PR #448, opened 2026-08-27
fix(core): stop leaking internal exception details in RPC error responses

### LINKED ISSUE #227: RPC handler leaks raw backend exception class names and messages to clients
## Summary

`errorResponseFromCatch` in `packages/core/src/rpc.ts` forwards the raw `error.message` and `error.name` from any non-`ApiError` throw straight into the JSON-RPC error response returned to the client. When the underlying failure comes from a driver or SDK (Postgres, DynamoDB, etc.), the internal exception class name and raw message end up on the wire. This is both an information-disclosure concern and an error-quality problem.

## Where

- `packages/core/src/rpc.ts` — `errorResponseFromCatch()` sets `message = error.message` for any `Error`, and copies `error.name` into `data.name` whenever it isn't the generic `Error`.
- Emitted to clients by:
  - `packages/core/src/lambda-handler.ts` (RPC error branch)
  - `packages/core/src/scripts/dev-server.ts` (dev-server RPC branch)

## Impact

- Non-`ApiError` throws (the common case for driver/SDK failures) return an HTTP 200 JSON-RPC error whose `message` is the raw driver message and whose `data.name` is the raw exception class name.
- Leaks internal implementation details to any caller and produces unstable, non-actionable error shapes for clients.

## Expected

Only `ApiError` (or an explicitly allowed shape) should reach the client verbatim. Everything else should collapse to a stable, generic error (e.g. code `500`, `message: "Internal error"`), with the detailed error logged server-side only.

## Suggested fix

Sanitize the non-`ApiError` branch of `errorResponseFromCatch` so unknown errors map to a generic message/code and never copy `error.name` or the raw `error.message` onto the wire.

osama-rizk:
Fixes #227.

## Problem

==

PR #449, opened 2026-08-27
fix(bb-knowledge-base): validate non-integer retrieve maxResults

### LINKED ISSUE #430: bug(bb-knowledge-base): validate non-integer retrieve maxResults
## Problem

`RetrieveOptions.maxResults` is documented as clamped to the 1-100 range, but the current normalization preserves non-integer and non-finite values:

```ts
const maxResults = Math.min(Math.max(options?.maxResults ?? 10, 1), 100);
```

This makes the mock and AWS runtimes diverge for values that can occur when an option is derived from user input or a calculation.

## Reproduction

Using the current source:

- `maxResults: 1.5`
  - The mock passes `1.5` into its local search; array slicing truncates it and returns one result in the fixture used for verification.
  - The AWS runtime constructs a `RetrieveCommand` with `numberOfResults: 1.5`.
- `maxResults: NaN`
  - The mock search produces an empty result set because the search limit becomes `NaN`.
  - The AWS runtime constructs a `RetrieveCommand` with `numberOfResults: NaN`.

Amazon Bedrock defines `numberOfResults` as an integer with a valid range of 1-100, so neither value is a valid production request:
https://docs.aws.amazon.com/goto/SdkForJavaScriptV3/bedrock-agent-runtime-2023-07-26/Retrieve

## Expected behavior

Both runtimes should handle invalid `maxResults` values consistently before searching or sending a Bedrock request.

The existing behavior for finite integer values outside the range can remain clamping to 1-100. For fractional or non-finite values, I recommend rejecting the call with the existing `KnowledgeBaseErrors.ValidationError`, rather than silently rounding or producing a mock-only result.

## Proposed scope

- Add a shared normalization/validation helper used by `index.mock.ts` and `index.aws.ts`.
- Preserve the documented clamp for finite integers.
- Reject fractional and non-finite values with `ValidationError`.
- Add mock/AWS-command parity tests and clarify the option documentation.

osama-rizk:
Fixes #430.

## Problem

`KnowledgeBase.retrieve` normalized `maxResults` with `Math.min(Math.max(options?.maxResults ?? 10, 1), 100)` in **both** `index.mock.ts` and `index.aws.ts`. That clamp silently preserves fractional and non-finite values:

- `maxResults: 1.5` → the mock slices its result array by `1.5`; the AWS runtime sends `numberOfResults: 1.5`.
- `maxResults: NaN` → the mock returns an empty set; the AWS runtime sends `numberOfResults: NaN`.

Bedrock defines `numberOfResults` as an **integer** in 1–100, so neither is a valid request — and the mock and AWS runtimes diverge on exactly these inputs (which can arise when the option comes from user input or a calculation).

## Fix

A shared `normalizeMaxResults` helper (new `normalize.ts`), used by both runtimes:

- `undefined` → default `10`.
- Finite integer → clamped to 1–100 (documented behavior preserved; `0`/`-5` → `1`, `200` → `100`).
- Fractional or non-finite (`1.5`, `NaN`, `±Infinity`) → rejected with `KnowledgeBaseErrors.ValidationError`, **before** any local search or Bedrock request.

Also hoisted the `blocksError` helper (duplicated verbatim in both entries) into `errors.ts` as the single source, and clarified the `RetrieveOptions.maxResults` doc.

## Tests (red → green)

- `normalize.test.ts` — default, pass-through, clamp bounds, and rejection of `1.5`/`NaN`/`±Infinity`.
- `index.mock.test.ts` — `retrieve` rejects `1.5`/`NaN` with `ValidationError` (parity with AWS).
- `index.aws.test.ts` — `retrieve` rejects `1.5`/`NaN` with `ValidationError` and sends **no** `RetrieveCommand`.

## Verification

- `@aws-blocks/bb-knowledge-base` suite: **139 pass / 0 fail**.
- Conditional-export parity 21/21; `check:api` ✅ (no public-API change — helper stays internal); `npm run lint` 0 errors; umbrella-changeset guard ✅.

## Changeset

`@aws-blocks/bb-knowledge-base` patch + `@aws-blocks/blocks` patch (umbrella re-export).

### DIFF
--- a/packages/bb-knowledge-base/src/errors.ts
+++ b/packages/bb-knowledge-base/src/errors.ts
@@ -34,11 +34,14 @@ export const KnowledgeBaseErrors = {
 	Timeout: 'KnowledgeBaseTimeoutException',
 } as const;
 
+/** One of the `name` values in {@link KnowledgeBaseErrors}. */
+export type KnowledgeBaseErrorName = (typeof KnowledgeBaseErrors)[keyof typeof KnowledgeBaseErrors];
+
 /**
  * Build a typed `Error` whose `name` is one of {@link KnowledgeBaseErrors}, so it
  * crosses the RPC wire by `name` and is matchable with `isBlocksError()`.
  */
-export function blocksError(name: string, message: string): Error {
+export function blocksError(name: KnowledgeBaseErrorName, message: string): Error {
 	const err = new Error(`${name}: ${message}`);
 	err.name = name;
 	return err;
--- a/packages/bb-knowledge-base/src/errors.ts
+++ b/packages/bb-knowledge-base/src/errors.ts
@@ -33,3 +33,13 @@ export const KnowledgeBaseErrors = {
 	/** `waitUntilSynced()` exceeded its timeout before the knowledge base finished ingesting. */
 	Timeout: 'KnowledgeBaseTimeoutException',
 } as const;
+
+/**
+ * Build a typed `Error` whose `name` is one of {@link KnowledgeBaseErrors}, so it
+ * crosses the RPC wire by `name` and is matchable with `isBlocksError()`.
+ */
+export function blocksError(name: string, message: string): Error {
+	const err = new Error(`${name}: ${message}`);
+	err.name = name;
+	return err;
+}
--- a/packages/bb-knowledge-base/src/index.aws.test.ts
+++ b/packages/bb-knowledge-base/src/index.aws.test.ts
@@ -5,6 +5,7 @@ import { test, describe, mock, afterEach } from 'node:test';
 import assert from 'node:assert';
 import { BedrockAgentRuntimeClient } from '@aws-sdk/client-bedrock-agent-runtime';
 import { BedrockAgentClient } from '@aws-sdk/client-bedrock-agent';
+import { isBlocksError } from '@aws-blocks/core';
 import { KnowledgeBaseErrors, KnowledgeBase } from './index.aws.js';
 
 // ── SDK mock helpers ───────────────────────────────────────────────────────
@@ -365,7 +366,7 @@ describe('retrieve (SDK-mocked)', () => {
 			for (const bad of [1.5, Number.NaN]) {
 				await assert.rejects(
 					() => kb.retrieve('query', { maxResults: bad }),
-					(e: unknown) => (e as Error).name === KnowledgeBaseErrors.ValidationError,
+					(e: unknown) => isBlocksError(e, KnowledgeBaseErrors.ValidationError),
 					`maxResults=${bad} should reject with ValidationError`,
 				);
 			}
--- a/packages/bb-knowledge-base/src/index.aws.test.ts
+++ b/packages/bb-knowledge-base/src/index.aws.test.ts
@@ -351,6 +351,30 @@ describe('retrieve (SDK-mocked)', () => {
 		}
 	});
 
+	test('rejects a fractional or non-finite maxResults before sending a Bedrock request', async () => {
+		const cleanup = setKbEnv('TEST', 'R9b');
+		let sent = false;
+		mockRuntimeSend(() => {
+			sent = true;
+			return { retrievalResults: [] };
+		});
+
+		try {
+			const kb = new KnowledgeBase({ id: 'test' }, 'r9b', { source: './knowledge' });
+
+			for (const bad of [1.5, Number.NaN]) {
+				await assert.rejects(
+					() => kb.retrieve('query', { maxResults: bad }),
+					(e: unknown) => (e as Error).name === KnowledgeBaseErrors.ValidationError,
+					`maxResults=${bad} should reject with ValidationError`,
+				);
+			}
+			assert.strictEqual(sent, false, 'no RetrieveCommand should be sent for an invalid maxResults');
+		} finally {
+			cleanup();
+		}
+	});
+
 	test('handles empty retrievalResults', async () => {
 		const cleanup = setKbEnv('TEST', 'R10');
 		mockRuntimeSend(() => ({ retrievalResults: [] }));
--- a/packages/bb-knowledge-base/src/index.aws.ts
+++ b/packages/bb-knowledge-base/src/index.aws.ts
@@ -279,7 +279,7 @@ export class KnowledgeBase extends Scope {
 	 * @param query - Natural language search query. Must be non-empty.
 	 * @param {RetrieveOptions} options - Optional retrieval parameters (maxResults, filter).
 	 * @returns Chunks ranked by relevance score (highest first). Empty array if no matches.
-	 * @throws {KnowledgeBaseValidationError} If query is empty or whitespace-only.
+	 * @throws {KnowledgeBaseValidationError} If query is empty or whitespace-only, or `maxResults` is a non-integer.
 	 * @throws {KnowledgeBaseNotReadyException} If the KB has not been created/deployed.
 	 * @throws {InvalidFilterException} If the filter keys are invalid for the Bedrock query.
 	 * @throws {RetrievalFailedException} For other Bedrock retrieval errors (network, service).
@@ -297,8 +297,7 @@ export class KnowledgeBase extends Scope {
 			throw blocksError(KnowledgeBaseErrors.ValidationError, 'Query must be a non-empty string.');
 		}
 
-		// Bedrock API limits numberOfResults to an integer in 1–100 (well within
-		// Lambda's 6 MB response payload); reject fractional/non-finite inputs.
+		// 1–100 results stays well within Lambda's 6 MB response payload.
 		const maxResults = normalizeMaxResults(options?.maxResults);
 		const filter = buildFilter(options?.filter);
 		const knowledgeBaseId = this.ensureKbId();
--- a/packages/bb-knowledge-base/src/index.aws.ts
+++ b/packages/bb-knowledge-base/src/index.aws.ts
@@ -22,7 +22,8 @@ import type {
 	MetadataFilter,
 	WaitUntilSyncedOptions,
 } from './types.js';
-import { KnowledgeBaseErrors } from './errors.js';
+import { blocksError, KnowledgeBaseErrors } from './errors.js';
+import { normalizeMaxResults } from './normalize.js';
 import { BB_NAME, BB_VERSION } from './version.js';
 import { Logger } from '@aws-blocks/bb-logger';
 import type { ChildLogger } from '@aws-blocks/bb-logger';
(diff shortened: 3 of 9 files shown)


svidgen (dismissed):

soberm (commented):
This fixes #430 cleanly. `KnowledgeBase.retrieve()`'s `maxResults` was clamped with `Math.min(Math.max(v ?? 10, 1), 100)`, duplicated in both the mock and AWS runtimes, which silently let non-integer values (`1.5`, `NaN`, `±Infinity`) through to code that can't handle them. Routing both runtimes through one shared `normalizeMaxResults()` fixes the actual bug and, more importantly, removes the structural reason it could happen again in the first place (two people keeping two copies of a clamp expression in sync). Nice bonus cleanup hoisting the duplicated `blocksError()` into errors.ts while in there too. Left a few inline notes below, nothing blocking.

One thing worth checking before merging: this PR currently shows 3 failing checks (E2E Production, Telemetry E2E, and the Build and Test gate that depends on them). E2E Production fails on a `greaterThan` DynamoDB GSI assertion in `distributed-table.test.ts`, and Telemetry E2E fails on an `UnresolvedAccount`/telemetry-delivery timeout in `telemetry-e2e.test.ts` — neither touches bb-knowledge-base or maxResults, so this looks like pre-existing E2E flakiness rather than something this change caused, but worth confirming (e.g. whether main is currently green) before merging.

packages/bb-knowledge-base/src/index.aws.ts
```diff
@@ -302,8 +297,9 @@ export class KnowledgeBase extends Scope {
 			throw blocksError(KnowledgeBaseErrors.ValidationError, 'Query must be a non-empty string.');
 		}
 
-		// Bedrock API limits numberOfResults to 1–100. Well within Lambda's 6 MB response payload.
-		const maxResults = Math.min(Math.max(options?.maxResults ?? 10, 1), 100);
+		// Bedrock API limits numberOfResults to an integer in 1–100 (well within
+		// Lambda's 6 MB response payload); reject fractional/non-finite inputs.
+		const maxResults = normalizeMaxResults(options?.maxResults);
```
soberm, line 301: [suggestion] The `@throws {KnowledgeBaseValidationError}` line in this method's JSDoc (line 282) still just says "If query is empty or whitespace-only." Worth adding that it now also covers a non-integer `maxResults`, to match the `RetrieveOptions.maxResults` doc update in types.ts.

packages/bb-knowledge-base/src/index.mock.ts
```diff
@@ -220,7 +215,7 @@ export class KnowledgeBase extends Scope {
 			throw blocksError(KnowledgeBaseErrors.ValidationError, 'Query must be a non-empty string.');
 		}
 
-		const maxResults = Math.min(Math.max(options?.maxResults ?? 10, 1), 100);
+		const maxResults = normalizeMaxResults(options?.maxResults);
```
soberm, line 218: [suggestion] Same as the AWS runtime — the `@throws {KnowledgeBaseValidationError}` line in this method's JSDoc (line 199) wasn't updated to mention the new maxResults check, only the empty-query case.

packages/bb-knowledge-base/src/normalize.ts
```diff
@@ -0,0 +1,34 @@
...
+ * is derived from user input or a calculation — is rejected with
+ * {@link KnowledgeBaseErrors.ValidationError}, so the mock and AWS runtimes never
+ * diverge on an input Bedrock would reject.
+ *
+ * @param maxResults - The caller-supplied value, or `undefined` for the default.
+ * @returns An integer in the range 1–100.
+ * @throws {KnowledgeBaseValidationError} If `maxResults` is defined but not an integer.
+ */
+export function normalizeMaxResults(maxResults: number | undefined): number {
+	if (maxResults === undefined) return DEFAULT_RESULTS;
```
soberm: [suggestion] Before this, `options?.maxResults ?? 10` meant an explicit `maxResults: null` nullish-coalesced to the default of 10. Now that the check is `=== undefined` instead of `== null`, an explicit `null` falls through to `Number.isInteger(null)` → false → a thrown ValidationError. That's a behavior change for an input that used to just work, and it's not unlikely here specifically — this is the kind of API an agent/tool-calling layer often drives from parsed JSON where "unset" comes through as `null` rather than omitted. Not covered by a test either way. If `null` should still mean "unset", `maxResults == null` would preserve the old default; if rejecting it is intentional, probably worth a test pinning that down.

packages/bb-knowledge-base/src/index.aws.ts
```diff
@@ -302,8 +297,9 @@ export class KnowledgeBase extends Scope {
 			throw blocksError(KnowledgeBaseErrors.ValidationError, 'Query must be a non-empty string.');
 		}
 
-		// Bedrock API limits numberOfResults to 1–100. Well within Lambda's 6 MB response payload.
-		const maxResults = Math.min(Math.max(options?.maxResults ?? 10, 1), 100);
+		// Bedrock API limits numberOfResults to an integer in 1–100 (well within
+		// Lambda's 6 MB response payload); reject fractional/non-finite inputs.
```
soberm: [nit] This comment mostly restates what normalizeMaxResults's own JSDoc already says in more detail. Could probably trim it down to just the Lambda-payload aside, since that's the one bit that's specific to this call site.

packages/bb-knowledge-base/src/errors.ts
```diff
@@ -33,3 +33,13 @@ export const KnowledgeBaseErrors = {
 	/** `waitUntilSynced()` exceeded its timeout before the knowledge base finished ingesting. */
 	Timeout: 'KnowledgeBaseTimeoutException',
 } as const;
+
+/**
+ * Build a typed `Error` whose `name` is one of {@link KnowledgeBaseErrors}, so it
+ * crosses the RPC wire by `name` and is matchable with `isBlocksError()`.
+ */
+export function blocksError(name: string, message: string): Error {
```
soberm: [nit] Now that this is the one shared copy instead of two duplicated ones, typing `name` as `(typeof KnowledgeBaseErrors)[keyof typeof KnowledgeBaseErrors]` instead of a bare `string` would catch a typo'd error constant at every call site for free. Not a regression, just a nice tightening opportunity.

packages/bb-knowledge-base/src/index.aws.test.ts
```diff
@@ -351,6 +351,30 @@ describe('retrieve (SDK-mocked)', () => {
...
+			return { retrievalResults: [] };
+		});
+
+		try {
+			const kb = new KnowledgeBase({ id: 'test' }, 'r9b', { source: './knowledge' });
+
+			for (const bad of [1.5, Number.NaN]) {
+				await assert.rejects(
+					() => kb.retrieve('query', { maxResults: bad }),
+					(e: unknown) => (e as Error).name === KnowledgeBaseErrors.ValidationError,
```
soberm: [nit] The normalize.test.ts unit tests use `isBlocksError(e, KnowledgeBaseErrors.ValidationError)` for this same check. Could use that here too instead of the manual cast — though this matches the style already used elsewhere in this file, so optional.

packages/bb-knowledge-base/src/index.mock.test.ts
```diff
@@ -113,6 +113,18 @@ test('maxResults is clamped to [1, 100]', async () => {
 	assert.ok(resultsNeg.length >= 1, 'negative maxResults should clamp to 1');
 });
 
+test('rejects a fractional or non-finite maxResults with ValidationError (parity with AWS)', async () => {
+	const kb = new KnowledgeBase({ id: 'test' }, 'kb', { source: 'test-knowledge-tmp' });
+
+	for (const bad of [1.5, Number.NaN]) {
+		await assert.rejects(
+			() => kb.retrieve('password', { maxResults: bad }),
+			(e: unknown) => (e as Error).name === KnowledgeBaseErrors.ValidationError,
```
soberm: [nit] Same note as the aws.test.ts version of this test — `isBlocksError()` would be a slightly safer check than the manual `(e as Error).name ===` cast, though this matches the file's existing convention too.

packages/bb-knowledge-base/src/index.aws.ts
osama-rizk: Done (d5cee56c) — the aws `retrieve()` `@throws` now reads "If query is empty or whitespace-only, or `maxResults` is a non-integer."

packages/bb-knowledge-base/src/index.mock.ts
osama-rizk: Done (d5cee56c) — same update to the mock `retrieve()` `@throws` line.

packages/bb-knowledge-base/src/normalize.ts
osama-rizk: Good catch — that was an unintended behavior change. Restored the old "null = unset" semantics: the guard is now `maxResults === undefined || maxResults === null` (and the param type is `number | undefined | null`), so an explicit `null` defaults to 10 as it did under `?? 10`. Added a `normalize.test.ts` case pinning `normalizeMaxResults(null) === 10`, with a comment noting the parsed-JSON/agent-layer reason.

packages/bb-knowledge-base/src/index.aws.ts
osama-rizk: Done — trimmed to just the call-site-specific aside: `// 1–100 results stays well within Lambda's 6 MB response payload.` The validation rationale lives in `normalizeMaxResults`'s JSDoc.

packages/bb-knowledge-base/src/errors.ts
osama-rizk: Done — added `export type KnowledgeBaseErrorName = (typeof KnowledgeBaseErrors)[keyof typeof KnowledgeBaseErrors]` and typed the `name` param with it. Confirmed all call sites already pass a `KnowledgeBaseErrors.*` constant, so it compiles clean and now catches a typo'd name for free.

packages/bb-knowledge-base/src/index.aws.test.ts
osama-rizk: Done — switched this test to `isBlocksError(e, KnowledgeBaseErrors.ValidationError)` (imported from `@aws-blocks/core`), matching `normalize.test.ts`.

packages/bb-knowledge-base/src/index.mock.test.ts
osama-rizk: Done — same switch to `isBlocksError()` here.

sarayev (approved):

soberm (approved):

- **WORK TO BE COMPLETED**
Scan the lines above for the word "sent" and copy every one where it occurs.

- **EXERCISE ANSWER**
+		let sent = false;
+			sent = true;
+			assert.strictEqual(sent, false, 'no RetrieveCommand should be sent for an invalid maxResults');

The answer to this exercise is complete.